FIGS. 5A and 5B are cross-sectional views each showing another example of the sintered material welded joint of the present invention, which is different from the example shown in FIG. 2;

FIG. 6 is a sectional view of a welded portion after welding for explaining a method of measuring a welding result in the example of the present invention.

FIG. 7 is a graph showing a relationship between a distance y and a torch angle in FIG. 6;

FIG. 8 is a graph showing a relationship between a distance y and a torch target position in FIG. 6;

FIG. 9 is a diagram showing a range of appropriate welding conditions, which can be concluded from the data of FIGS. 7 and 8.

[Explanation of symbols]

1A Flange (Prior Art) 1B Flange (Invention) 2 Pipe 3A Weld Metal (Prior Art) 3B Weld Metal (Invention) 4 Welding Torch S1 Crack Origin (Prior Art) S2 Crack Origin (Invention) α Torch Angle β Taper angle a Thickness of joint at open end d Pipe thickness x Target position of torch (distance from pipe outer surface) y Distance between penetration depth and crack initiation position

 ────────────────────────────────────────────────── ─── Continuing from the front page (72) Inventor Takao Shimizu F-term (Reference) 4D001 AA03 BB08 CA03 CC03 4E081 AA08 BA32 CA08

Claims (6)

[Claims] In a welded joint made of a sintered body of a metal powder and welded to an end of a metal product to be connected to each other, when a crack is generated due to stress concentration after welding, the direction of growth is determined by welding.
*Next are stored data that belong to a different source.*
PR #259, opened 2015-03-25
More Fixes

Jon0:
Fixes:
* Ranged units no longer freeze trying to garrison
* Garrison restricted to allied buildings (and must be built)
* Siege can be placed on land not water now.
* Buildings take some time to train a unit.
* Units can ungarrison while a building is training something.
* Fix segfault when shuting down


cpp/unit/action.cpp
```diff
@@ -69,10 +69,11 @@ void UnitAction::damage_object(Unit &target, unsigned dmg) {
 	}
 }
 
-void UnitAction::move_to(Unit &target) {
+void UnitAction::move_to(Unit &target, bool use_range) {
```
TheJJ: A boolean here is good, but using an enum class would increase readability instead of just having true and false as "visible" parameters. Don't you think?

cpp/terrain/terrain.cpp
```diff
@@ -26,7 +26,11 @@ TileContent::TileContent() :
 }
 
 TileContent::~TileContent() {
-	for (auto &o : this->obj) {
+	// objects will try remove themselves from the list
+	// TODO: a better cleanup
```
mic-e: As discussed on the IRC, you'll probably want to use `weak_ptr` here

cpp/unit/ability.cpp
```diff
@@ -81,9 +88,23 @@ GarrisonAbility::GarrisonAbility(Sound *s)
 }
 
 bool GarrisonAbility::can_invoke(Unit &to_modify, const Command &cmd) {
-	return to_modify.location &&
-	       cmd.has_unit() &&
-	       cmd.unit()->has_attribute(attr_type::garrison);
```
mic-e: You could keep the indent depth lower by instead writing

    if (!cmd.has_unit()) {
        return false;
    }

cpp/unit/ability.cpp
```diff
@@ -81,9 +88,23 @@ GarrisonAbility::GarrisonAbility(Sound *s)
...
+	if (cmd.has_unit()) {
+		Unit &target = *cmd.unit();
+
+		// make sure buildings are completed
+		if (target.has_attribute(attr_type::building)) {
+			auto &build_attr = target.get_attribute<attr_type::building>();
```
mic-e: Why doesn't `has_attribute` use the same template-parameter syntax as `get_attribute`?

Jon0:
why did it fail?

goto-bus-stop:
Because of Github being semi-down from the DDOS earlier, seems like.

TheJJ:
i retriggered the build manually, should be successful now.

mic-e:
What's the status of this?

Jon0:
complete, ready to review/ pull.

Jon0:
thats all for this PR, I will make a new one once this is pulled because it will have new features not just bug fixes.

cpp/terrain/terrain_object.cpp
```diff
@@ -26,26 +26,28 @@ TerrainObject::TerrainObject(Unit &u, bool collisions)
...
-	for (auto &c : children) {
-		c->remove();
-		delete c;
-	}
 	this->unit.location = nullptr;
 }
 
+void TerrainObject::initialise() {
+
+	// remove any exisitng location
```
TheJJ: typo

cpp/terrain/terrain_object.cpp
```diff
@@ -26,26 +26,28 @@ TerrainObject::TerrainObject(Unit &u, bool collisions)
...
+void TerrainObject::initialise() {
+
+	// remove any exisitng location	
+	if (unit.location) {
+		unit.location->remove();
+	}
+
+	// shared_from_this cannot be used in the constructor,
+	// so an initalise function is required
+	unit.location = this->shared_from_this();
```
TheJJ: this is pretty dirty, but doing it sanely is probably more difficult.

mic-e:
BTW I'm really unhappy with the name `TerrainObject`; the name `PhysicalObject` would be much less ambiguous (that's not an issue with this PR, just something that I've been unhappy with for at least a year).

cpp/terrain/terrain_object.cpp
mic-e: Is there a reason you can't simply do a regular `u->location = std::make_shared<TerrainObject>();`?

cpp/terrain/terrain_object.h
```diff
@@ -97,6 +97,11 @@ class TerrainObject {
 	std::function<void()> draw;
 
 	/**
+	 * sets this as the location of the unit
+	 */
+	void initialise();
```
TheJJ: do we want murrican english? if yes, we'd want `initialize`.

cpp/unit/ability.cpp
```diff
@@ -21,6 +21,16 @@ bool has_resource(Unit &target) {
 	       target.get_attribute<attr_type::resource>().amount > 0;
 }
 
+bool is_ally(Unit &to_modify, Unit &target) {
+	if (to_modify.has_attribute(attr_type::owner) &&
+		target.has_attribute(attr_type::owner)) {
```
TheJJ: indent to the `if (`

cpp/unit/ability.cpp
```diff
@@ -21,6 +21,16 @@ bool has_resource(Unit &target) {
...
+		auto &mod_player = to_modify.get_attribute<attr_type::owner>().player;
+		auto &tar_player = target.get_attribute<attr_type::owner>().player;
+		return mod_player.is_ally(tar_player);
+	}
+	return false;
```
TheJJ: sure it's a good idea to say "it's not an ally" when one of the units doesn't have the owner attribute?

cpp/unit/ability.cpp
```diff
@@ -108,7 +132,9 @@ void UngarrisonAbility::invoke(Unit &to_modify, const Command &cmd, bool play_so
 	if (play_sound && this->sound) {
 		this->sound->play();
 	}
-	to_modify.push_action(std::make_unique<UngarrisonAction>(&to_modify, cmd.position()));
+
+	// add as secondary, so primary action is not disrupted
+	to_modify.secondary_action(std::make_unique<UngarrisonAction>(&to_modify, cmd.position()));
```
TheJJ: Do you think we should have even more than two action stacks?
It may be good in the future to let the units do any number of actions in parallel. Probably it's better extending the system once we need it.

cpp/unit/command.h
```diff
@@ -10,6 +12,34 @@
...
+namespace std {
+
+/**
+ * hasher for game command flags
+ */
+template<> 
+struct hash<openage::command_flag> {
+	typedef underlying_type<openage::command_flag>::type underlying_type;
+	typedef hash<underlying_type>::result_type result_type;
+	result_type operator()(const openage::command_flag& arg) const {
```
TheJJ: `..flag &arg`

cpp/unit/producer.cpp
```diff
@@ -41,6 +39,33 @@ std::unordered_set<terrain_t> allowed_terrains(const gamedata::ground_type &rest
 	return result;
 }
 
+std::shared_ptr<TerrainObject> UnitProducer::place_beside(Unit *u, std::shared_ptr<TerrainObject> other) const {
+	if (!other) {
```
TheJJ: can the shared ptr even be false? if yes, then i'd test for the unit as well.

cpp/unit/producer.cpp
```diff
@@ -507,7 +538,8 @@ TerrainObject *BuldingProducer::place(Unit *u, Terrain &terrain, coord::phys3 in
 		for (coord::tile check_pos : tile_list(obj->get_range(pos))) {
 			TileContent *tc = terrain.get_data(check_pos);
 			if (!tc) return false;
```
TheJJ: {} and newlines pls

cpp/unit/producer.cpp
```diff
@@ -686,11 +718,12 @@ TerrainObject *ProjectileProducer::place(Unit *u, Terrain &terrain, coord::phys3
...
 
 			// ensure no intersections with other objects
-			for (auto obj_cmp : tc->obj) {
+			for (auto item : tc->obj) {
+				auto obj_cmp = item.lock();
 				if (obj != obj_cmp && 
 					&obj_cmp->unit != launcher &&
```
TheJJ: indent!11

cpp/unit/ability.cpp
mic-e: The secondary thing is not a stack, but a set of actions that might run in parallel.

iNaKoll: I don't understand why this secondary_action is needed. Why can't we just insert the UngarrisonAction in front of the "primary stack" ?

cpp/terrain/terrain_object.cpp
Jon0: ok I will give unit a set_location(shared_ptr<TerrainObject>) function with the above logic instead

cpp/unit/ability.cpp
Jon0: because a building might be training something on the primary and should be allowed to ungarrison things at the same time

cpp/terrain/terrain_object.cpp
mic-e: `u->location` is the single owner of the TerrainObject, right?

Which cases are there where a `TerrainObject` is constructed, and then only later assigned to the location?

Jon0: On second thought, terrainObject is permanently tied to one unit, and I didnt want:
```cpp
some_other_unit->location = make_shared<TerrainObject>(some_unit);
```

Jon0:
Fixed style, will leave fixing initialise for my other branch to avoid conflicts.

PR #261, opened 2015-03-26
buildsystem: fix the cmake cmp0054 policy for using quoted if evaluation

TheJJ:
trivial change, but the warning goes away.


franciscod:
:+1: totally worth it, also we gain FOUR BYTES OF STORAGE FOR MORE SOURCE CODE!!!

janisozaur:
you can now do http://codegolf.stackexchange.com/a/47873 w00t!

PR #262, opened 2015-03-29
Abort on checkfull fail

TheJJ:
Currently, the sanity check is done before compiling, but the build doesn't abort if something is wrong.
That way, the error messages get burried before all the compilation output.

With this, Travis won't compile if checkfull fails.
Also, fancier IRC notification.

### DIFF
--- a/.travis.yml
+++ b/.travis.yml
@@ -53,7 +53,8 @@ notifications:
     channels:
       - "chat.freenode.net#sfttech"
     template:
-      - "%{repository}/%{branch} (%{commit} - %{author}): %{message}"
+      - "%{repository_slug}/%{branch} (%{commit} - %{author}): %{message}"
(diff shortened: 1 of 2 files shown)


TheJJ:
hm, I don't like the `&&` chaining.
using `$?` doesn't seem to work, any other ideas?

franciscod:
Maybe travis supports `set -e`, more info here: http://mywiki.wooledge.org/BashFAQ/105

mic-e:
My guess is that Travis spawns a new shell for every single command.
I think we're (ab-)using it in a way it's not meant to be used in, so either add a `travis` target to the makefile, or simply deal with it.

mic-e:
Please add a 'help' entry for runci in the makefile.

TheJJ:
done

Issue #86, opened 2014-11-02
Create asset packs and automatically locate them with the engine


mic-e:
Implement an asset loader that overlays multiple asset source directories. For an installed game, this should be `/usr/share/openage` (installed by the package) and `~/.openage` (the user-writable "userasset" folder).

You can also specify further paths to look for packs.

The userasset folder is used for storing files that are created by the user (e.g.: datapacks (converted game assets)), savegames, screenshots, etc.

The "asset locating mode" may be specified via `--assets={dev, installed}`. If not specified, it's auto-determined from the files in the folder where the executable lies (does `openage_version` exist?). `dev` => look in ./assets.

Performance optimization feature: Support packing folders in (tar) archives.

The AssetLoader takes an asset path (such as `termcolors.docx`) and an optional "on-modification" callback function (think inotify, manual "reload-assets" instruction) and returns a file-like object for reading (or raise an Exception).

All code in openage should rely on the AssetLocator instead of directly opening files.

TheJJ:
A basic data pack format will be proposed with #204 as the pack is exactly the place to store versioning information.

a-detiste:
Hi,

I'll add support for Age Of Empires II to Debian's game-data-packager, a tool that aim to support automatically packaging data for _all_ the games with a free engine and non-free assets.

You can have look here if you're curious:
http://anonscm.debian.org/cgit/pkg-games/game-data-packager.git/tree/data

Please also look for data in `/usr/share/games/openage` :smile:

mic-e:
Nice to see that debian supports something like this. We will look in `/usr/share` as well as the user's homefolder.
Note that an installed version of the game is required for performing the conversion.

a-detiste:
> debian

Feel free to adapt it to the distro of your choice if you find it usefull.

> conversion

There is a plugin system for games with specific needs and data conversion is already supported for [LGeneral][1] ; only requirement is that it can happen in a dedicated command-line tool provided by your repo.

If [this][2] is the conversion program, this could also be directly `import`ed in a to-be `openage.py` plugin:

[1]: http://anonscm.debian.org/cgit/pkg-games/game-data-packager.git/tree/game_data_packager/games/lgeneral.py

[2]: https://github.com/SFTtech/openage/tree/master/py/openage/convert
----

does this engine plan to support the demo version of the game ?

janisozaur:
You should rather try using `$XDG_DATA_HOME` instead of `~/.openage`.

[...]

Issue #79, opened 2014-11-01
Targets for media convert python module


TheJJ:
Currently, the `openage.convert` script always executes the conversion in a fixed manner, the only adjustments possible are filename matches for archive extractions.

Please implement some job-like architecture so that each conversion task can be selected separately and grouped together to common conversion targets.

The file that currently hardcodes the conversion procedure is `py/openage/convert/mediafile.py`.

TheJJ:
This is already in place with #288

PR #265, opened 2015-03-29
[WIP] Media versioning

### LINKED ISSUE #204: Media file versioning

TheJJ:
My attempt on versioning the media files. Introduces a data pack format (#86).

Basically, all converted and generated files will store some version (e.g. the gamedata specification hash). The engine can detect required/present discrepancies and trigger reconversion.

When this is merged, users won't have to reconvert everything for changes in one area only, but this will require #79 to be finished.

This implements and thus closes #204.

New features:

* [X] Hashing the exported struct member configuration
* [X] Simple mod data pack format
* [ ] Check if the compiled-in struct format hash == exported-gamedata-files-format-hash

### DIFF
--- a/py/openage/convert/dataformat/exportable.py
+++ b/py/openage/convert/dataformat/exportable.py
@@ -1,5 +1,6 @@
-# Copyright 2014-2014 the openage authors. See copying.md for legal info.
+# Copyright 2014-2015 the openage authors. See copying.md for legal info.
 
+import hashlib
 import struct
 
 from ..util import zstr
@@ -381,7 +382,7 @@ class Exportable:
             dbg(lazymsg=lambda: "%s: exporting member %s<%s>" % (repr(cls), member_name, member_type), lvl=3)
 
             if isinstance(member_type, MultisubtypeMember):
-                for subtype_name, subtype_class in member_type.class_lookup.items():
+                for subtype_name, subtype_class in sorted(member_type.class_lookup.items()):
                     if not issubclass(subtype_class, Exportable):
                         raise Exception("tried to export structs from non-exportable %s" % subtype_class)
                     ret += subtype_class.structs()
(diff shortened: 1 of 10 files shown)


py/openage/convert/dataformat/exportable.py
```diff
@@ -381,7 +382,7 @@ def structs(cls):
             dbg(lazymsg=lambda: "%s: exporting member %s<%s>" % (repr(cls), member_name, member_type), lvl=3)
 
             if isinstance(member_type, MultisubtypeMember):
-                for subtype_name, subtype_class in member_type.class_lookup.items():
+                for subtype_name, subtype_class in sorted(member_type.class_lookup.items()):
```
franciscod: why do we need to sort the items?

py/openage/convert/dataformat/exportable.py
```diff
@@ -404,11 +405,61 @@ def structs(cls):
...
+        hasher.update(cls.name_struct_file.encode())
+        hasher.update(cls.struct_description.encode())
+
+        # only hash exported struct members!
+        # non-exported values don't influence anything.
+        members = cls.get_data_format(
+            allowed_modes=(True, READ_EXPORT, NOREAD_EXPORT),
+            flatten_includes=False,
+        )
+        for is_parent, export, member_name, member_type in members:
```
franciscod: newline before this?

py/openage/pack/pack_config.py
```diff
@@ -0,0 +1,113 @@
+# Copyright 2015-2015 the openage authors. See copying.md for legal info.
+
+import configparser
```
franciscod: yay configparser!

py/openage/convert/dataformat/exportable.py
mic-e: If you don't sort the items, their order is undefined; in practice, it varies from run to run.
The iteration order translates to the order of the segments in the generated C++ code, which will be different with each run, triggering unneeded re-builds.

py/openage/pack/pack_config.py
```diff
@@ -0,0 +1,113 @@
...
+    """
+    main config file for a mod pack.
+
+    stores the package metainformation for the mod list.
+
+    file contents:
+
+    [openage-pack]
+    name = <package name>
+    version = <package version>
```
mic-e: What precisely is the package version?
Is it the version of the used package format, or the actual revision of the package content?
You might need two different, more precisely named fields here.

py/openage/pack/pack_config.py
```diff
@@ -0,0 +1,113 @@
...
+    author = <pack author>
+    pack_type = (game|mod|...)
```
mic-e: Is there a difference between games and mods?

py/openage/convert/dataformat/exportable.py
franciscod: oh, thought I was still reading the hashing code, not the C++ struct exporting one! now it makes sense lol

py/openage/pack/pack_config.py
franciscod: maybe game is the root pack and mod sits on top of a game or a mod?

py/openage/convert/dataformat/exportable.py
TheJJ: this for-loop iterates over the members, so i thought sticking them together might point that out.

py/openage/pack/pack_config.py
TheJJ: This was intended to be the revision of the content. But yeah, the name is ambiguous.

py/openage/pack/pack_config.py
TheJJ: Hm, yes, they are probably the same. I thought of this difference because then we could separate the download lists by mods and games. The engine can run Star Wars or AOE and maybe more, and these shouldn't be in the "mod" selection list i think.

TheJJ:
This is kinda obsolete since the pyinterface was merged, I'll try updating some time and introduce mod pack config files.

TheJJ:
To revive this, the format hashing should be ported to the current version again.
It's a version indicator for the gamespec format, that should trigger a reconversion if different from what the engine currently understands.

TheJJ:
This is now upstream btw, came in with e59f5c8e178f11857dd68ae4cf51bc9357a6c9c2.

PR #688, opened 2023-01-09
fix(popover): refactor wheel event

juliodialpad:
# Refactored wheel event

- [x] Fix
- [ ] Feature
- [ ] Refactoring
- [ ] Documentation

## :book: Description

Removed wheel event from the popover instances, added a `window.addEventListener` to prevent scrolling only when the popover is modal and open. This should be the right behavior and fix the issues with scrolling.

## :bulb: Context

After merging #683 Found that the event was still having issues, so found a different and better way to solve this scrolling issues with popover. The listener should only be added when the popover is opened.

## :pencil: Checklist

- [ ] I have added tests

## :crystal_ball: Next Steps

Remove the ability to scroll through the page with arrow-keys, the scrolling is blocked now, but arrow keys still can be used to move the content of the page.

### DIFF
--- a/components/popover/popover.vue
+++ b/components/popover/popover.vue
@@ -5,7 +5,6 @@
         class="d-modal--transparent"
         :aria-hidden="modal && isOpen ? 'false' : 'true'"
         @click.prevent.stop
-        @wheel.prevent.stop
       />
     </portal>
     <component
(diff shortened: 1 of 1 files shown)


braddialpad (approved):
Nice, this is a good solution.

PR #692, opened 2023-01-11
refactor(popover): tippy instance

juliodialpad:
# Refactor popover's tippy instance

- [ ] Fix
- [ ] Feature
- [x] Refactoring
- [ ] Documentation

## :book: Description

Moved the tippy instance on popover to be initialized when open and not on mounted to improve performance.

## :bulb: Context

We had a lot of performance issues while implementing a page with 400+ popovers, found out that was due to the fact that popover's tippy instance where initialized on mounted, so we decided to move the initialization on open to prevent a lot of tippy instances unused.

## :pencil: Checklist

- [ ] I have added tests

## :crystal_ball: Next Steps

Refactor tooltip and any other component that uses tippy on its core to do this too.

### DIFF
--- a/recipes/comboboxes/combobox_with_popover/combobox_with_popover.vue
+++ b/recipes/comboboxes/combobox_with_popover/combobox_with_popover.vue
@@ -23,7 +23,6 @@
         :id="externalAnchor"
         ref="input"
         @focusin="onFocusIn"
-        @focusout="onFocusOut"
         @keydown.up="openOnArrowKeyPress($event)"
         @keydown.down="openOnArrowKeyPress($event)"
       >
@@ -60,7 +59,6 @@
           <div
             v-if="$slots.header"
             ref="header"
-            @focusout="onFocusOut"
           >
             <slot name="header" />
           </div>
@@ -71,7 +69,7 @@
             ref="listWrapper"
             :class="[DROPDOWN_PADDING_CLASSES[padding], listClass]"
             @mouseleave="clearHighlightIndex"
-            @focusout="clearHighlightIndex; onFocusOut;"
+            @focusout="clearHighlightIndex"
           >
             <combobox-loading-list
               v-if="loading"
@@ -94,7 +92,6 @@
           <div
             v-if="$slots.footer"
             ref="footer"
-            @focusout="onFocusOut"
           >
             <slot name="footer" />
           </div>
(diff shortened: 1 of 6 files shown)


recipes/comboboxes/combobox_with_popover/combobox_with_popover.vue
```diff
@@ -430,14 +432,12 @@ export default {
...
       // Check if the focus change was to another target within the combobox component
-      const isComboboxStillFocused = e.relatedTarget === null || comboboxRefs.some((ref) => {
-        return this.$refs[ref]?.contains(e.relatedTarget);
-      }) || this.visuallyHiddenClose;
+      const isComboboxStillFocused = this.$refs?.combobox?.$el.contains(e.target);
+      if (isComboboxStillFocused) return;
 
       // If outside the combobox then close
-      if (!isComboboxStillFocused) { this.closeComboboxList(); }
+      this.closeComboboxList();
```
braddialpad: This is certainly cleaner but unfortunately is not going to work. If you click anywhere within the popover with the mouse it will immediately close. This is the problem the old previous code was solving. If the click was within the open popover, or goes to "unfocused" (`e.relatedTarget === null`) by clicking a non interactive element, the popover will remain open.

braddialpad (changes requested):

recipes/comboboxes/combobox_with_popover/combobox_with_popover.vue
juliodialpad: I'm sure I tested that a million times and it was working correctly, let me see if I forgot to push something.

juliodialpad: Don't know what happened, added back the right code, should be fixed.

braddialpad: yep looks good now thanks!

braddialpad (approved):

braddialpad:
The accessibility tests are broken on staging, feel free to merge if you wish.

juliodialpad:
> The accessibility tests are broken on staging, feel free to merge if you wish.

Yeah, looks like updating dialtone version broke Accessibility tests. I'll merge it then, thanks!

PR #696, opened 2023-01-12
docs: update contributing.md with a note about breaking changes

modialpad:
# Update CONTRIBUTING.md with a note about breaking changes

Add a small note about breaking changes in the "Submitting" section that emphasizes the importance of communicating breaking changes in advance before submitting a PR.

- [x] Documentation

## :bulb: Context

Previous work on Collapsible had to be reverted because it broke some functionality that was thought to be unnecessary. Ideally, updates to that component should not have removed functionality that was thought to be useful for other teams using that component. 

giphy 2


.github/CONTRIBUTING.md
```diff
@@ -38,6 +38,8 @@ The second is to check with the Dialtone team (in [#dialtone](https://dialpad.sl
 
 Before submitting a pull request, make sure to communicate what you wish to change to the Dialtone team. The easiest way to do this is via the [#dialtone](https://dialpad.slack.com/messages/dialtone/) Slack channel. It's possible your change is already being worked on, has already been fixed, or maybe we just need to discuss the best solution to the problem. This prevents you from having to re-write your entire change, or even having to scrap it entirely.
 
+The Dialtone library exists to serve multiple teams, so it is important to ensure that your PR does not introduce any unnecessesary breaking changes. Breaking changes will require extra steps that may prolong the submission review process. If breaking changes are absolutely necessary for your use case, then you must communicate them to the Dialtone team in advance to allow for a smooth migration strategy for all dependant projects.
```
braddialpad: "unnecessary"

.github/CONTRIBUTING.md
```diff
@@ -38,6 +38,8 @@ The second is to check with the Dialtone team (in [#dialtone](https://dialpad.sl
...
+
```
braddialpad, line 53: Maybe include an example of something that's a breaking change vs a non-breaking change. Developers that are new to library development may have trouble understanding what a breaking change is.

braddialpad (commented):
Thanks, looking good!

.github/CONTRIBUTING.md
modialpad: Agreed, I'm planning to add the following paragraph:

```md
Examples of breaking changes:

- Changing the component API: renaming or removing props and emits, or changing their expected types
- Removing or altering features: changing a component's existing expected behaviour or output. For example, changing or removing a component's animation style, or updating a component's sorting algorithm for its child items, etc.

Examples of non-breaking changes:

- Augmenting an existing component's feature set: for example, adding a new prop to a component that triggers a different flow of behaviour or output, or adding a new emit event to detect specific changes. 
- Refactoring: updating a component to use a different util or library (without causing any outward changes). 
- Accessibility: updating a component to be more in line with our accessibility guidelines, without changing any external behaviour

Some changes can unintentionally cause breaking changes, like when integrating a new NPM library or using a new util. This is why it is important to evaluate the change carefully and asses its impact on existing usage.
```

Do you think we should add more examples?

.github/CONTRIBUTING.md
modialpad: Updated

.github/CONTRIBUTING.md
braddialpad: I think this covers it fairly well. Couple things I have to comment on.

> Changing the component API

maybe "Changing or removing the component API" 

> Augmenting an existing component's feature set

Maybe instead of "Augmenting an existing component's feature set" we could say "Making new additions to the component API". Trying to make it very clear that change / remove = bad, new = good

> Removing or altering features: changing a component's existing expected behaviour or output. For example, changing or removing a component's animation style, or updating a component's sorting algorithm for its child items, etc.

I wouldn't really say this is a breaking change. If you change a components output but don't change anything to do with the public interface it's not going to break. You do however have to think about how your change will affect any system currently using the component. Example you move the text to align right instead of left on all dropdown items. It doesn't change the public interface, but it will surely affect how everything looks. Is it okay that it does this on every single component currently in use?

> Refactoring: updating a component to use a different util or library (without causing any outward changes).

Refactoring: changing the internal code of the component without changing any external behaviour.

> Accessibility: updating a component to be more in line with our accessibility guidelines, without changing any external behaviour

I would argue that most accessibility changes are changing external behaviour. It's possible to change external behaviour without making a breaking change though.

modialpad: Got it, I guess I thought of 'breaking' in a broader sense, where the functionality also changes but without causing actual runtime failures. I'll update the doc with what you mentioned.

braddialpad (approved):
Thanks!

PR #708, opened 2023-01-19
fix(popover): blocking wheel event

juliodialpad:
# Fix popover blocking wheel event

- [x] Fix
- [ ] Feature
- [ ] Refactoring
- [ ] Documentation

## :book: Description

Fixed the popover blocking wheel event by bypassing events comming from inside the popover.

This gives another issue that the popover might be scrolled out of window by scrolling inside of it with over a no scrollable element.

## :bulb: Context

https://dialpad.atlassian.net/browse/DT-910

## :pencil: Checklist

- [ ] I have added tests

## :crystal_ball: Next Steps

Capture the events that its target is not a scrollable element within the popover.

### DIFF
--- a/components/popover/popover.vue
+++ b/components/popover/popover.vue
@@ -698,6 +698,11 @@ export default {
     **/
     preventScrolling (e) {
       if (!this.modal) return;
+      const isEventComingWithinPopover = Object.keys(this.$refs).some(refName => {
+        const ref = this.$refs[refName];
+        return ref.$el ? ref.$el.contains(e.target) : ref.contains(e.target);
+      });
+      if (isEventComingWithinPopover) return;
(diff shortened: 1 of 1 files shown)


components/popover/popover.vue
```diff
@@ -698,6 +698,11 @@ export default {
     **/
     preventScrolling (e) {
       if (!this.modal) return;
+      const isEventComingWithinPopover = Object.keys(this.$refs).some(refName => {
```
braddialpad: Do we need to check all refs here? can't we just check within ref="content"?

juliodialpad: I think it might work with content only, let me test it.

braddialpad (approved):

PR #710, opened 2023-01-20
fix(root-layout): detect empty slot

braddialpad:
# fix(root-layout): detect empty slot

- [x] Fix
- [ ] Feature
- [ ] Refactoring
- [ ] Documentation

## :book: Description

Using `$slots.footer` to detect a slot is empty no longer works correctly in vue 3. In fact it is very cumbersome to simply detect whether a slot is empty. Copied the method posted by andrey-hohlov in [this thread](https://github.com/vuejs/core/issues/4733). There is an RFC to fix this in vue, but has not been worked on yet.

## :bulb: Context

Root layout was still taking up space for the footer even when it was empty, the v-if on the slot wrapper was not working correctly in Vue 3

## :pencil: Checklist

## :crystal_ball: Next Steps

Inform DP 2.0 of this change.

### DIFF
--- a/common/utils.js
+++ b/common/utils.js
@@ -3,7 +3,11 @@ import {
   DEFAULT_VALIDATION_MESSAGE_TYPE,
   VALIDATION_MESSAGE_TYPES,
 } from './constants';
-import { h } from 'vue';
+import {
+  h,
+  Comment,
+  Text,
+} from 'vue';
 const seedrandom = require('seedrandom');
 
 let UNIQUE_ID_COUNTER = 0;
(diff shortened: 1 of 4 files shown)


josedialpad (approved):
> In fact it is very cumbersome to simply detect whether a slot is empty. 

Yeah it's a pain that.

We already had a code for trying to validate the empty slot in the tooltip. I think we can replace here too with the `hasSlotContent` from the utils.

https://github.com/dialpad/dialtone-vue/blob/vue3/components/tooltip/tooltip.vue#L255-L267

braddialpad:
> 

Ahh yeah good find will replace

PR #722, opened 2023-01-26
fix(popover): fix prevent scroll logic

braddialpad:
# fix(popover): fix prevent scroll logic

- [x] Fix
- [ ] Feature
- [ ] Refactoring
- [ ] Documentation

## :book: Description

https://dialpad.atlassian.net/browse/DT-929

Updated the prevent scroll logic to do a couple things differently:
- If modal popover is opened on it's own, set the body to `d-of-hidden` to prevent scrolling.
- If modal popover is opened within another popover, set the z-index of the popover it is within to `d-zi-popover` rather than `d-zi-modal-element` which means it is the currently active modal window. This puts it behind the transparent modal overlay and prevents scrolling / clicking etc.

As we know setting `d-of-hidden` on the body removes the scrollbar if there is one making the content "jump". I don't think this should be a problem in our products as the body doesn't have a scrollbar in Dialpad/DPM. It may affect our documentation site and the Dialpad marketing site, but I don't think there are any dt popovers used there.

There is a potential solution to scrollbar issue shown here https://css-tricks.com/prevent-page-scrolling-when-a-modal-is-open/ however I've not had much luck with it so far. Since this is breaking product we need to get this fix in by Friday so maybe it is best to release this and continue to iterate.

## :bulb: Context

Popover prevent scroll logic was broken when a popover was within a popover. It could not be scrolled at all. We needed to find a better way of doing this rather than intercepting the mouse wheel event.

## :pencil: Checklist

## :crystal_ball: Next Steps

- test in product
- find an override fix on the docsite for the scrollbar issue.

## :link: Sources

https://css-tricks.com/prevent-page-scrolling-when-a-modal-is-open/
https://stackoverflow.com/questions/9280258/prevent-body-scrolling-but-allow-overlay-scrolling


braddialpad:
Updated the "Popover with Dropdown" variant example to have scrollbars so you can test this.

josedialpad:
Testing in the section where the bug happened found two issues that don't seem to be in beta:
1. Double click is needed in the status button to show the second popover.
2. The popover isn't removed from the DOM after closing it.

https://user-images.githubusercontent.com/83774467/214964494-9ed9b016-c538-48ab-97ac-6a33ffc33e66.mp4

I can't understand how / if your changes are causing this since I can't reproduce them on beta

braddialpad:
hmm there was an error happening in the component due to modal.js bug from earlier. I just merged in staging try now...

josedialpad:
> hmm there was an error happening in the component due to modal.js bug from earlier. I just merged in staging try now...

that was! works great now

josedialpad (approved):

braddialpad:
Nice, thanks for checking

A sintered material welded joint having a shape that gives a welded portion toward the inside of a metal. 2. A crack formed due to stress concentration after welding at a groove formed from an end portion of a metal product connected to each other and a sintered material welded joint to be used by welding therewith. A groove of a sintered material welded joint having a groove shape that gives a welded portion such that a growth direction is directed toward the inside of a weld metal. 3. The welded joint of the sintered material according to claim 1 is combined with the end of a metal product connected to each other with the groove shape according to claim 2, and the angle and the target position of the welding torch are selected. A method for welding a joint, characterized in that when a crack is generated due to stress concentration after welding, penetration having a cross-sectional shape such that the direction of propagation is directed toward the inside of the weld metal is realized. 4. A stress concentration after welding obtained by welding the sintered material welded joint according to claim 1 to an end of a metal product connected to each other with the groove shape according to claim 2. A welded portion of a joint, having a cross-sectional shape such that when a crack occurs, the direction of growth is directed toward the inside of the weld metal. 5. A joint having a shape of a flange for connecting a pipe, wherein a groove portion is a tapered surface, an inclination angle (β) to a cross section of the tapered surface is 20 to 60 degrees, and The sintered material welded joint according to claim 1, wherein the thickness (a) of the joint at the distal end portion is within 1.5 times the wall thickness (d) of the pipe. 6. A welding portion having a cross-sectional shape according to claim 3 is secured by previously tanning a groove portion of the joint before welding the joint to the metal product to provide a fusion portion. The welding method according to claim 3, wherein the welding method is performed.